### What you will do
Which lines in the data below contain the string "fragmentation"? Show each one.

### Extracted material
::::

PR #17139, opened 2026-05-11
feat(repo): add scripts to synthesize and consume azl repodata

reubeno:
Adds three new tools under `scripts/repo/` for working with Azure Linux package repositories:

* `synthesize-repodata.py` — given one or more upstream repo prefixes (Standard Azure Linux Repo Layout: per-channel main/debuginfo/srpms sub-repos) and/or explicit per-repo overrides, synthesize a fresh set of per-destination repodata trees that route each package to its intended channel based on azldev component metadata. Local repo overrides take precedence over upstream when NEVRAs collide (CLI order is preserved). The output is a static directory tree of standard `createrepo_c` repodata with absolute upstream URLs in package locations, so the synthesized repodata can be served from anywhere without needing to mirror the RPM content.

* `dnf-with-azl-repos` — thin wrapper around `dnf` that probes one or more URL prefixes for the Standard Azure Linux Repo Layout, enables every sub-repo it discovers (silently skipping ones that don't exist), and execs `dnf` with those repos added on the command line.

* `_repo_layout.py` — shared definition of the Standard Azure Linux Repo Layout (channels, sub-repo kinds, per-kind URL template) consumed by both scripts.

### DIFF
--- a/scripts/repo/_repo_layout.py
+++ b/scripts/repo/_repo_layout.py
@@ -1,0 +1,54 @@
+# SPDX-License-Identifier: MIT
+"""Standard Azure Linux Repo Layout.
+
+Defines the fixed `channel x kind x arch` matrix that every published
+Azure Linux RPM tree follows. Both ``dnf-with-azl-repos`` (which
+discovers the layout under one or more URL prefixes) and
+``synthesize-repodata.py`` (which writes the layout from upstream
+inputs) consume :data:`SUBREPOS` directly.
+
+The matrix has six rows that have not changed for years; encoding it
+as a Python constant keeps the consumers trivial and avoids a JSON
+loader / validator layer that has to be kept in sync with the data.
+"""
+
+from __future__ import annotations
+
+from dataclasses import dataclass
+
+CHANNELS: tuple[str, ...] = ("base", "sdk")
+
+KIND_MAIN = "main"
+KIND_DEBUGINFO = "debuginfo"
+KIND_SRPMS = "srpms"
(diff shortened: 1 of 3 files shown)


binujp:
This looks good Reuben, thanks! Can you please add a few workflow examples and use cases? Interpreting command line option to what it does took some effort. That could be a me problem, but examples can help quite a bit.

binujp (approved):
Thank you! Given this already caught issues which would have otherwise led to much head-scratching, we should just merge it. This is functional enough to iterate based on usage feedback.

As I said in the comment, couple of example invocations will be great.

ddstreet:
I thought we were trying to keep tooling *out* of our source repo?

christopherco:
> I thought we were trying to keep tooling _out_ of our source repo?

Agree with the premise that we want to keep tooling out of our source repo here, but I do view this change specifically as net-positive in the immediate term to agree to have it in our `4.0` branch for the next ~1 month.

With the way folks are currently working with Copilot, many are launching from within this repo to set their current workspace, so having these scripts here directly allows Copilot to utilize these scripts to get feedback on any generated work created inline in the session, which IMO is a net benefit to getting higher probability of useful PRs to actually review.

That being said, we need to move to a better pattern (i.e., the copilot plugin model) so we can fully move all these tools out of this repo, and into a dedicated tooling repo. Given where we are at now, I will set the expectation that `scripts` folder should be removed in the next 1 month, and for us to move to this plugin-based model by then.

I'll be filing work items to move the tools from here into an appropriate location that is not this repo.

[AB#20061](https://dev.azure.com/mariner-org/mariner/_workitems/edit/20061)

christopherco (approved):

::::

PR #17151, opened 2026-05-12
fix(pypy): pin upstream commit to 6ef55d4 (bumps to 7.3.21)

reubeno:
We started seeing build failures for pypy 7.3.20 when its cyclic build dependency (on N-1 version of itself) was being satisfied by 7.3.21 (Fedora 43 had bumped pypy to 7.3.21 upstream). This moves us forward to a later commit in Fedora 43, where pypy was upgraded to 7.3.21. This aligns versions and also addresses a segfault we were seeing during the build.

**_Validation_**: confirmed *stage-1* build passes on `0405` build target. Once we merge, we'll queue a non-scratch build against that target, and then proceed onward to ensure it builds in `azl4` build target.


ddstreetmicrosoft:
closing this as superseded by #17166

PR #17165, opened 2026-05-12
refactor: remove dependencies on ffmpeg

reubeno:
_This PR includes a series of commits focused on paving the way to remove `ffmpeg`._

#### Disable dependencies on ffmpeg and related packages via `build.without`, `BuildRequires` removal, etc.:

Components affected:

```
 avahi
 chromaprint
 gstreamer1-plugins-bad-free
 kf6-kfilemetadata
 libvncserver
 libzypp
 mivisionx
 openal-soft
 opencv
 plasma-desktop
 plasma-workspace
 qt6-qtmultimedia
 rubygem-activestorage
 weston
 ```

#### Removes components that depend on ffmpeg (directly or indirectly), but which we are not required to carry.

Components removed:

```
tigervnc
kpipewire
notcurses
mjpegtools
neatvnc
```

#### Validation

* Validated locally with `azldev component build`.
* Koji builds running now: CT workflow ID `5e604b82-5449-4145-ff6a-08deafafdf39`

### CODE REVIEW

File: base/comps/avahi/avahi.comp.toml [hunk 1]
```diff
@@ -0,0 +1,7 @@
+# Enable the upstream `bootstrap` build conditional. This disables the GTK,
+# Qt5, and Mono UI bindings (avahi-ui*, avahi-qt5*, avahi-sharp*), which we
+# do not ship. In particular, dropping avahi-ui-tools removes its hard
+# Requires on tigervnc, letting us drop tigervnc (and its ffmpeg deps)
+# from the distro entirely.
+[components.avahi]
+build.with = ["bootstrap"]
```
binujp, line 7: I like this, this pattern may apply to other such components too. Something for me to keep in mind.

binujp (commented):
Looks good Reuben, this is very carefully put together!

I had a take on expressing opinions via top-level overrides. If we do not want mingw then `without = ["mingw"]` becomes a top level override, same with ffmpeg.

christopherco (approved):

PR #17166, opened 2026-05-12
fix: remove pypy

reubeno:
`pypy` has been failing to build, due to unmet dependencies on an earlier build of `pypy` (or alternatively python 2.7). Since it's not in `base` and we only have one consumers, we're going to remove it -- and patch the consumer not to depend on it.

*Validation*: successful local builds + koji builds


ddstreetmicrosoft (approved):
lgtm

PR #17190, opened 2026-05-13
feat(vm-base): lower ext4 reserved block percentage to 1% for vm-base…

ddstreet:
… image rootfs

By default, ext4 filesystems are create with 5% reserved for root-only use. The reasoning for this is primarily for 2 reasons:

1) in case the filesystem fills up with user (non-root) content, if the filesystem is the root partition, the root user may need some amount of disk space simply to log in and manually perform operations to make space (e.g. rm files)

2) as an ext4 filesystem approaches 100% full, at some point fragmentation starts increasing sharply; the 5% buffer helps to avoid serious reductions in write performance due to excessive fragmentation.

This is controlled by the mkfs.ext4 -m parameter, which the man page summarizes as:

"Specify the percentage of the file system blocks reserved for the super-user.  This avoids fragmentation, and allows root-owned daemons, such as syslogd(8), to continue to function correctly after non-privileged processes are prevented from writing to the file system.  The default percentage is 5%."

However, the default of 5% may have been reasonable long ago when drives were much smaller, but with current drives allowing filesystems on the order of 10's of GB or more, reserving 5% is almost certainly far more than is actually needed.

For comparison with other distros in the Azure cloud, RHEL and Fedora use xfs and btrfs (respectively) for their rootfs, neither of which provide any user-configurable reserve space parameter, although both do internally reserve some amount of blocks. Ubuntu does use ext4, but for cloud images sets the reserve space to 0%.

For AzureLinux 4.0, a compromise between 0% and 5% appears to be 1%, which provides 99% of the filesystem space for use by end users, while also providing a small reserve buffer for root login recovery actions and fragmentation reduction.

::::

### Final answer
2) as an ext4 filesystem approaches 100% full, at some point fragmentation starts increasing sharply; the 5% buffer helps to avoid serious reductions in write performance due to excessive fragmentation.
"Specify the percentage of the file system blocks reserved for the super-user.  This avoids fragmentation, and allows root-owned daemons, such as syslogd(8), to continue to function correctly after non-privileged processes are prevented from writing to the file system.  The default percentage is 5%."
For AzureLinux 4.0, a compromise between 0% and 5% appears to be 1%, which provides 99% of the filesystem space for use by end users, while also providing a small reserve buffer for root login recovery actions and fragmentation reduction.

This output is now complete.